On 12 August 1914, the Austrian army invaded Kielce. Food was requisitioned and soldiers were billeted in peoples homes. Ignacy Boerner, representing the Polish Army Committee, worked out a plan for a progressive tax of 40,000 roubles, and Michal Skolnicki lodged an appeal for a single tax. Appeals were also made to the Jewish Communal Council. Under pressure from Herman Liebeman, the latter promised to pay 20,000 roubles. The inconsequential orders received from the Polish divisions by the business community in no way compensated for these financial burdens.
In September 1914, first Prussian and then, in their turn, Austrian, Russian, and Polish divisions marched through Kielce. The Prussian divisions were particularly hard on the local population; these troops stole food, fuel, bedclothes, and even underwear. It is thus not surprising that some Jews welcomed back the Russians and a prospect for normalization. It was reported that ‘The market place is very busy, full of commotion and noise. With foresight, the Jews were busy setting up tables laden with all kinds of food along the pavements.’ But this did not protect them from trouble. Immediately after the Russians took the town, they hanged two local Jews in the park--’for services rendered to the Teutons’--according to Tadeusz Woloszek. 10
When fighting broke out near the Nida River in the spring of 1915, a wave of refugees from the destroyed villages and towns of Ponidzie poured into Kielce. Approximately 11,000 Poles, Russians, and Jews passed through. Kielce’s residents, both Polish and Jewish, tried to help the refugees by organizing soup kitchens, lodging, and medical help. On 9 May 1915, the Russian divisions left, taking with them (along with many other items) 40,000 roubles worth of factory equipment, some officials, and prisoners. The latter included 103 Jews accused of collaborating with the Austrians. The Prussians arrived four days after the Russian units had left, and immediately imposed a 15,000-rouble contribution on the town. The municipal council managed to collect these funds from 206 citizens, including 104 Jews. The Prussians claimed more than 1,000 houses and 100 hotel rooms for their quarters. Whole buildings were also requisitioned, including those belonging to Herszel Zagajski, Chaim Kaminer, Mendel Ellencweig, Szlomo Rotman, Chaim Berlinski, and Todorys Herszkowicz. The army was billeted in the Wietrznia and Kadzielnia factory buildings, the Jewish secondary school, and market halls. Of course, no one paid for these billets.

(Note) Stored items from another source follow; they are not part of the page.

Issue #3338, opened 2019-04-22
Management command for updating a resource id


sblack-usu:
Setup a management command that will generate modify the resource id of a resource.

I got things started below, just needs to be put into a management command and thoroughly tested.

```
from hs_core.models import short_id, BaseResource

res_id = '3c7537d6ffe74e828b95641258d7ee60'
new_res_id = ''
# generate one if one is not set
if not new_res_id:
    new_res_id = short_id()

b = BaseResource.objects.get(short_id=res_id)

b.short_id = new_res_id 
b.save()
b.set_slug('resource/{}'.format(new_res_id))

s = b.get_irods_storage()
s.moveFile(res_id, new_res_id)

for file in b.files.all():
    file_name = file.short_path.split('data/contents/')[1]
    file.set_short_path(file_name)

print(new_res_id)
```

PR #3344, opened 2019-04-24
[#3338] Management command to modify a resource id

sblack-usu:
### Pull Request Checklist: 

- [x] Automated Testing

- [ ] Passing Jenkins Build

### Positive Test Case
1. Open a resource landing page, get the id, run the command passing in the id.  Refresh the page, confirm the page no longer works.  Grab the new id generated by the command (or if you passed an id, use that one) and navigate to the resource landing page for that resource id.  Validate the files are there, Validate you can download, Validate the identifiers have the updated id.
2.  Run the command again, pass in the resource id of the one resource you would like to change and also pass in the id of an existing resource.  Validate the command does not run and provides messaging that the id is already in use.
3. Run the command again, pass in the resource of the resource you would like to change and also pass in an id that is not a hex string.  Validate the command does not run provides messaging that you should provide an hex string


hs_core/management/commands/modify_resource_id.py
```diff
@@ -0,0 +1,83 @@
...
+            except ObjectDoesNotExist:
+                pass
+        else:
+            new_res_id = short_id()
+
+        try:
+            with transaction.atomic():
+                print("Deleting existing bag")
+                res.bags.all().delete()
+                res.setAVU("bag_modified", True)
```
hyi: @sblack-usu I believe setting bag_modified to True would allow the new resource bag to be regenerated, but the old short_id.zip bag file would still be there hanging around since res.bags.all().delete() only deletes bag metadata in Django without deleting the zip file in iRODS. I'd suggest to move the old zip file if it exists, or add an additional step to delete the old short_id.zip if it exists.

sblack-usu: you're right, I should have checked that method to make sure it actually deletes the bag.  It doesn't make sense to move the bag because old id is all over the bag in folders and metadata.  Easier to just delete it.

hyi: Agreed - forgot the old bag actually includes the old id so cannot be carried over to represent the new bag.

sblack-usu: The latest commit addressed the old bag as well as sets the metadata_dirty flag.  It also occurred to me that aggregations have their own way of writing metadata, so those will have to be regenerated as well.  @pkdash - what's the best way to handle aggregation metadata?

hyi: I think setting metadata_dirty flag to get metadata xml file regenerated from Django DB would most likely suffice, but @pkdash can confirm whether this indeed suffice or not for aggregations.

sblack-usu: I updated the branch to recreate the aggregation xml files.  @pkdash - could you take a look at this and let me know if aggregations are taken care of completely?  I ran a test and am pretty sure all references to the resource id are being updated.

hs_core/management/commands/modify_resource_id.py
```diff
@@ -0,0 +1,104 @@
...
+                res.setAVU('metadata_dirty', 'true')
+
+                print("Updating BaseResource short_id from {} to {}".format(res_id, new_res_id))
+                res.short_id = new_res_id
```
pkdash: Prior to updating the ```short_id``` of the resource, I think we have to hold onto all the logical_file objects of the resource so that we can update the ```resource``` attribute of each of the logical_file objects to the resource with the updated ```short_id```.

pkdash: Ignore my above comment.

hs_core/management/commands/modify_resource_id.py
pkdash: Looks good to me.

sblack-usu:
retest this, please

sblack-usu:
Weird, rerunning the tests because pylint failed.  After looking at the failure, it's because a line is too long in hs_odm2/models.py... which doesn't even exist in this branch.

image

After three months, Kielce was occupied by the Austrians. This turn of events actually created a situation conducive to the development of a municipal government as well as for philanthropic, educational, and even political activities. By the terms of the ordinance of the Kielce county headquarters, an advisory committee was created on 20 October 1915 that, with the synagogue supervision committee, constituted the Jewish local authority. Rabbi Abella Rapoport and Jakub Nowak, Adolf Wilner, and Jozef Skorecki were placed in charge; Herman Frajzyngier was appointed secretary. 11 A resolution was passed at that first meeting, stating that the official language was to be Polish. Sections dealing with charities, schools, food, synagogue supervision, ritual baths, and circumcisions as well as with burials and cemetery maintenance were designated. The local authority came into being at a very difficult time for the Jewish community: large numbers of people lived below the poverty line and raging epidemics of infectious diseases were prevalent. It was immediately necessary to look after seventy-five Jewish families who had been evacuated from the Wolynia quarter.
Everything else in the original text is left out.